Why has it become so important for us to tame our bellies? In some far eastern and south asian cultures that area is called the hara. It is sometimes referred to as the second brain. That area around the middle has the second largest concentration of nerves in the human body, second only to the human brain.

There is more to it than we think, yet all we seem to be concerned with is having a flat belly, why? There are supposed to be health concerns surrounding its size. Girth is supposed to be a more accurate predictor of diseases such as diabetes and of the cardiovascular system, than BMI.

But even before this was spread around, we became obsessed with eradicating it. It's interesting that some cultures take a different view, they hold their belly differently, or allow it to continue to be more like it is when we are children.

If you look at a young child breathing you can see their belly move in and out with each breath, utterly charming.
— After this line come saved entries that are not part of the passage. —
PR #1002, opened 2019-07-13
Regen from raw

david-a-wheeler:


david-a-wheeler:
This branch updates scripts/regen-from-raw, and then switches mmnf.html to use mmnf.raw.html instead.

david-a-wheeler:
Build failed, not sure why.  WIll try to check later.

david-a-wheeler:
@nmegill ... please merge!

nmegill:
A minor issue is that the ~'s in the original mmnf.html weren't escaped with ~~ in mmnf.raw.html.  For example, http://math.boisestate.edu/~holmes/holmes/nf.html should be http://math.boisestate.edu/~~holmes/holmes/nf.html, otherwise the 'markup' command thinks 'holmes...' is a label in nf.mm and gives an error message since it doesn't exist.  I fixed these by hand in mmnf.raw.html in commit 06727e0.

PR #1007, opened 2019-07-16
Add imim12 and imbi12

benjub:
Mainly, added imim12 and imbi12 (the latter from AS's mathbox). Smaller changes are described in commit messages.
Can I move bj-imim2ALT to the main part? This proof is actually simpler (see MM>show trace /count).

### DIFF
--- a/discouraged
+++ b/discouraged
@@ -17637,6 +17637,7 @@ New usage of "pm11.07" is discouraged (0 uses).
 New usage of "pm110.643ALT" is discouraged (0 uses).
 New usage of "pm2.43bgbi" is discouraged (0 uses).
 New usage of "pm2.43cbi" is discouraged (2 uses).
+New usage of "pm2.86iALT" is discouraged (0 uses).
 New usage of "pmap1N" is discouraged (2 uses).
 New usage of "pmapglb2N" is discouraged (0 uses).
 New usage of "pmapglb2xN" is discouraged (1 uses).
@@ -19256,6 +19257,7 @@ Proof modification of "pm110.643" is discouraged (72 steps).
 Proof modification of "pm110.643ALT" is discouraged (35 steps).
 Proof modification of "pm2.43bgbi" is discouraged (16 steps).
 Proof modification of "pm2.43cbi" is discouraged (34 steps).
+Proof modification of "pm2.86iALT" is discouraged (16 steps).
 Proof modification of "prdsgsumOLD" is discouraged (415 steps).
 Proof modification of "probfinmeasbOLD" is discouraged (225 steps).
 Proof modification of "problem1" is discouraged (20 steps).
--- a/discouraged
+++ b/discouraged
@@ -8589,9 +8589,6 @@
 "iin1" is used by "sspwimpcf".
 "iin1" is used by "suctrALTcf".
 "imaelshi" is used by "rnelshi".
-"imbi12" is used by "imbi13".
-"imbi12" is used by "imbi13VD".
-"imbi12" is used by "sbcssgVD".
 "imbi13" is used by "trsbc".
 "imbi13" is used by "trsbcVD".
 "impexp3a" is used by "impexp3acom3r".
@@ -16472,7 +16469,6 @@ New usage of "iin1" is discouraged (3 uses).
 New usage of "iin2" is discouraged (0 uses).
 New usage of "iin3" is discouraged (0 uses).
 New usage of "imaelshi" is discouraged (1 uses).
-New usage of "imbi12" is discouraged (3 uses).
 New usage of "imbi12VD" is discouraged (0 uses).
 New usage of "imbi13" is discouraged (2 uses).
 New usage of "imbi13VD" is discouraged (0 uses).
@@ -18615,6 +18611,7 @@ Proof modification of "bj-hbab1" is discouraged (20 steps).
 Proof modification of "bj-hblem" is discouraged (33 steps).
 Proof modification of "bj-hbs1" is discouraged (22 steps).
 Proof modification of "bj-hbsb2v" is discouraged (31 steps).
+Proof modification of "bj-imim2ALT" is discouraged (10 steps).
 Proof modification of "bj-inrab2" is discouraged (48 steps).
 Proof modification of "bj-isseti" is discouraged (15 steps).
 Proof modification of "bj-issetw" is discouraged (53 steps).
@@ -19069,7 +19066,6 @@ Proof modification of "iidn3" is discouraged (8 steps).
 Proof modification of "iin1" is discouraged (1 steps).
 Proof modification of "iin2" is discouraged (1 steps).
 Proof modification of "iin3" is discouraged (1 steps).
-Proof modification of "imbi12" is discouraged (30 steps).
 Proof modification of "imbi12VD" is discouraged (121 steps).
 Proof modification of "imbi13" is discouraged (34 steps).
 Proof modification of "imbi13VD" is discouraged (67 steps).


benjub:
Strange Travis fail:
```
$ jdk_switcher use oraclejdk8
jdk_switcher: command not found
The command "jdk_switcher use oraclejdk8" failed and exited with 127 during .
```

david-a-wheeler:
That is a bizarre error message that should not happen. I suspect that there was a temporary problem in Travis. I have restarted the build, hopefully that will fix it.

benjub:
Thanks David.  How did you restart the build, by the way?
Looks like it's not working. Possibly related:
https://github.com/apache/rocketmq/pull/1242
https://github.com/michaelklishin/jdk_switcher/issues/19

david-a-wheeler:
Weird. The changes made to .travis.yml may help:
https://github.com/apache/rocketmq/pull/1242/files

wlammen:
There are some criteria by which a proof formally qualifies as shorter than another.  I think you find them in set.mm itself close to the beginning.  Or somewhere on the Metamath web pages... I am at work, and cannot look them up right now.  If I remember right, first comes the dependencies on axioms, then the number of bytes used in compressed mode, if tied, the count of symbols used in the display of the proof, and then... I don't know, perhaps Norms personal liking.
I am sorry, by these criteria the legacy proof of pm2.86 is shorter than the proposed one.  During my course of shortenings including FOL layer, I occasionally found proofs that for various reasons appealed me more than the finally picked one.  Reasons: From a pedagogical perspective, I would have preferred the looser, or one proof is hampered by a less developed foundation, though more instructive, and so on, and so forth.
Although I concede I every now and then was tempted to violate the rules myself, I always resisted. In total, the criteria are not perfect, but usually work good enough.  Meaning, on the whole, in this process basic theorems slowly move upwards where they can assist the further development of theorems, and this holds surprisingly often. 
So from my point of view, I'd rather see a discussion first before changing the rules.

Wolf

benjub:
Reply to @wlammen :

It goes without saying, and it is probably not your concern either in the present case, but to be clear: I do not care, here, about the credits, and I'll be happy to change these theorems to "Contributed by NM" or "Contributed by Wolf Lammen".

I think both proofs should stay in set.mm since both have advantages.  One of them should be "ALT"; you or @nmegill decide which one.  It looks to me that the one I proposed is "shorter" since it has the same compressed size as the other one:
```
  pm2.86i $p |- ( ph -> ( ps -> ch ) ) $=
     ( wi pm2.86 ax-mp ) ABEACEEABCEEDABCFG $.
  pm2.86iALT $p |- ( ph -> ( ps -> ch ) ) $=
     ( wi ax-1 syl com12 ) BACBABEACEBAFDGH $.
```
but only 2 essential steps versus 3.  (By the way: I think the number of essential steps should come first in determining the shorter proof.)  Or maybe you count the length of the block of capital letters?  Anyway, this is not very important and I'm fine with either one being the "ALT" one.

I think that when several proofs have advantages (e.g., one is shorter, another one is more direct, a third one is more enlightening for whatever reason), then all should be in set.mm.  This is a reason why I'm asking to move bj-imim2ALT to the main part.  (And again, you had probably already thought of it, so I'll be happy to make it "Contributed by Wolf Lammen", or "by NM".)

nmegill:
(@benjub & @wlammen I am busy with another project but will try to respond in a day or so.)

avekens:
Is somebody looking after the Travis problem? I want to create a PR by myself, but if this problem still occurs I have to wait...

benjub:
Could this problem be due to the recent changes made by @david-a-wheeler to
the scripts?  I see that .travis.yml was changed 5 days ago (although those
changes look at first sight unrelated to the "jdk-switcher" thing).

david-a-wheeler:
@nmegill : I'm not certain what the problem is.  I don't think my recent changes caused this.  Instead, I think there's a change in Travis that is causing the problem.

I verified that any Travis run fails now:
https://travis-ci.org/metamath/set.mm/builds/560595979?utm_source=github_status&utm_medium=notification

This change looks like a solution for a suspiciously similar problem:
https://github.com/apache/rocketmq/pull/1242/files

I created a new branch to try this solution out:
https://github.com/metamath/set.mm/tree/fix-travis

We'll see if it works here:
https://travis-ci.org/metamath/set.mm/builds/560599963?utm_source=github_status&utm_medium=notification

david-a-wheeler:
It seems to have worked!  Before the fix-travis branch, even useless changes were failing.  Once the fix-travis branch was added, the testing worked again.

Let's wait for @nmegill to check on the new fix-travis branch.  If he merges it into "develop" (& I hope he will), you can then just "git merge" the latest "develop" branch into your changes & all should work again.  Hopefully :-).

david-a-wheeler:
@nmegill - see pull request https://github.com/metamath/set.mm/pull/1008 that I believe will fix the problem.

nmegill:
> (@wlammen :) There are some criteria by which a proof formally qualifies as shorter than another. I think you find them in set.mm itself close to the beginning. Or somewhere on the Metamath web pages... 

Look for the section near the beginning of set.mm called "6.  Acceptable shorter proofs".  This was written many years ago where I proposed some criteria for what counts as "shorter".  In the end it is just my opinion of what I thought reasonable in case a dispute arose, but certainly there can be borderline cases or other opinions that can also be valid.

> I am sorry, by these criteria the legacy proof of pm2.86i is shorter than the proposed one. During my course of shortenings including FOL layer, I occasionally found proofs that for various reasons appealed me more than the finally picked one. Reasons: From a pedagogical perspective, I would have preferred the looser, or one proof is hampered by a less developed foundation, though more instructive, and so on, and so forth.

From the strict perspective of the stated rules, I think @wlammen is right.

Here is a quote from the mentioned section in set.mm:
```
In borderline cases, I typically place more importance on the number of
compressed proof steps and less on the length of the label section (since the
names are in principal arbitrary).  If two proofs have the same number of
compressed proof steps, I will typically give preference to the one with the
smaller number of different labels, or if these numbers are the same, the proof
with the fewest number of characters that the proofs happen to have by chance
when label lengths are included.

A few theorems have a longer proof than necessary in order to avoid the use of
certain axioms, for pedagogical purposes, and for other reasons.  These
theorems will (or should) have a "(Proof modification is discouraged.)" tag in
their description.  For example, id1 shows a proof directly from axioms.
Shorter proofs for such cases won't be accepted, of course, unless the criteria
described continues to be satisfied.
```

> Although I concede I every now and then was tempted to violate the rules myself, I always resisted. In total, the criteria are not perfect, but usually work good enough. Meaning, on the whole, in this process basic theorems slowly move upwards where they can assist the further development of theorems, and this holds surprisingly often.

 
> (@benjub :) It goes without saying, and it is probably not your concern either in the present case, but to be clear: I do not care, here, about the credits, and I'll be happy to change these theorems to "Contributed by NM" or "Contributed by Wolf Lammen".
> 
> I think both proofs should stay in set.mm since both have advantages. One of them should be "ALT"; you or @nmegill decide which one. It looks to me that the one I proposed is "shorter" since it has the same compressed size as the other one:
> 
> ```
>   pm2.86i $p |- ( ph -> ( ps -> ch ) ) $=
>      ( wi pm2.86 ax-mp ) ABEACEEABCEEDABCFG $.
>   pm2.86iALT $p |- ( ph -> ( ps -> ch ) ) $=
>      ( wi ax-1 syl com12 ) BACBABEACEBAFDGH $.
> ```
> 
> but only 2 essential steps versus 3. (By the way: I think the number of essential steps should come first in determining the shorter proof.) Or maybe you count the length of the block of capital letters?

Yes, including the length of the labels is somewhat meaningless since the length of a label is an arbitrary human choice.  The first one above should be the "ALT" one.  The _number_ of different labels can be a criterion (obviously the fewer the better) but just so that we have a definite rule, I would say the length of the capital letter block should be the primary determining factor for "shorter" even if, including labels, it has more characters in total.

> Anyway, this is not very important and I'm fine with either one being the "ALT" one.
> 
> I think that when several proofs have advantages (e.g., one is shorter, another one is more direct, a third one is more enlightening for whatever reason), then all should be in set.mm. This is a reason why I'm asking to move bj-imim2ALT to the main part. (And again, you had probably already thought of it, so I'll be happy to make it "Contributed by Wolf Lammen", or "by NM".)

For your (Benoit's) version, which should become the ALT version and go after the original non-ALT version, it should probably be "(Contributed by NM, 5-Aug-1993.) (Revised by BJ, xx-Jul-2019.)".  You should also have "(Proof modification discouraged.)" so that 'minimize' won't reduce it to a 1-step proof.  There should also be a comment as to what the advantage of the ALT version is.  Unfortunately there is no "Proof revised by" tag, since I never anticipated anything other than shortening, but I suppose I should add it since "Revised by" normally means a change to the theorem itself.

As for having several proofs for the same theorem, I have mixed feelings about that.  Almost any proof could be done in multiple ways, and adding multiple versions bloats set.mm and adds unnecessary matches when searching for theorems we need for a proof.  I suppose a few ALTs here and there won't do any great harm, but it isn't something I would want to do routinely.  There should be a clear purpose to the ALT version like we have for id vs. id1.  Or hartogs vs. ondomon where the latter is much shorter by allowing the use of AC.  I think pm2.81i vs. pm2.81iALT is a really marginal case, but you have my OK to move it up if you feel strongly about it.

If prop calc proofs are assigned to a classroom, there could be almost as many different proofs as there are students, and each version might be the one its creator thinks is the most natural (or more realistically the first one the creator obtained after a great deal of struggle, then immediately stopped working on in order to continue with the next problem).  Picking the shortest one provides a completely objective criterion, and I would argue that in most cases it would also be the easiest to understand or even the most "beautiful" in some subjective sense.

Finally, if we give the student many variations of many proofs, is that really helpful, outside of maybe a small number of examples showing alternate proofs are possible?  Students learn manly by working out proofs themselves, and it is already bad enough that they can cheat by consulting the set.mm version.  I think most shorter proofs were found by motivated people who reproved the theorems from scratch (hiding the set.mm version) then kept the ones that ended up shorter.  Wolf, the expert, can confirm or deny that. :)

nmegill:
@david-a-wheeler It looks like the same problem is there.  Did I correctly merge what you asked?

david-a-wheeler:
@nmegill ... now that the fix has been merged into the develop branch, I hope that they can simply do a git merge from develop into this branch and fix the problem.

nmegill:
@david-a-wheeler What I meant in my previous message was that I re-ran Travis on this PR, after I merged your fix, and the failure was still there.  But I'll go ahead and merge despite the Travis error.

david-a-wheeler:
I did not mean to merge this into develop. I meant to merge develop into this, that is, exactly the reverse:

~~~~
git checkout develop
git pull
git checkout misc
git merge develop
~~~~

But no matter, it looks like everything worked out.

Often at a certain age we lose that, our breath becomes increasingly centered towards our chest, which is not conducive to taking a full breath whcih can be physically and mentally draining.

One of the best things I ever did was to switch my breathing from an acquired belly out inhale; belly in, inhale back to belly out as its drawing air in; belly in as its pushes the air out.

The latter is supposed to be as important as taking a full breath in. It is said that the air is 'stale' so clearing it out is good and it is the basis of taking a good breath in, drawing the air into your lungs more fully.

I struggled with breathing exercises of the breath in to a slow count of five; hold it-also important to PAUSE between in/exhalation-then out for a slow count of five kind.

Far from becoming regular it invariably disturbed my breathing pattern further making it more erratic. It actually felt strange and slightly emotional as if something deep inside was being upturned.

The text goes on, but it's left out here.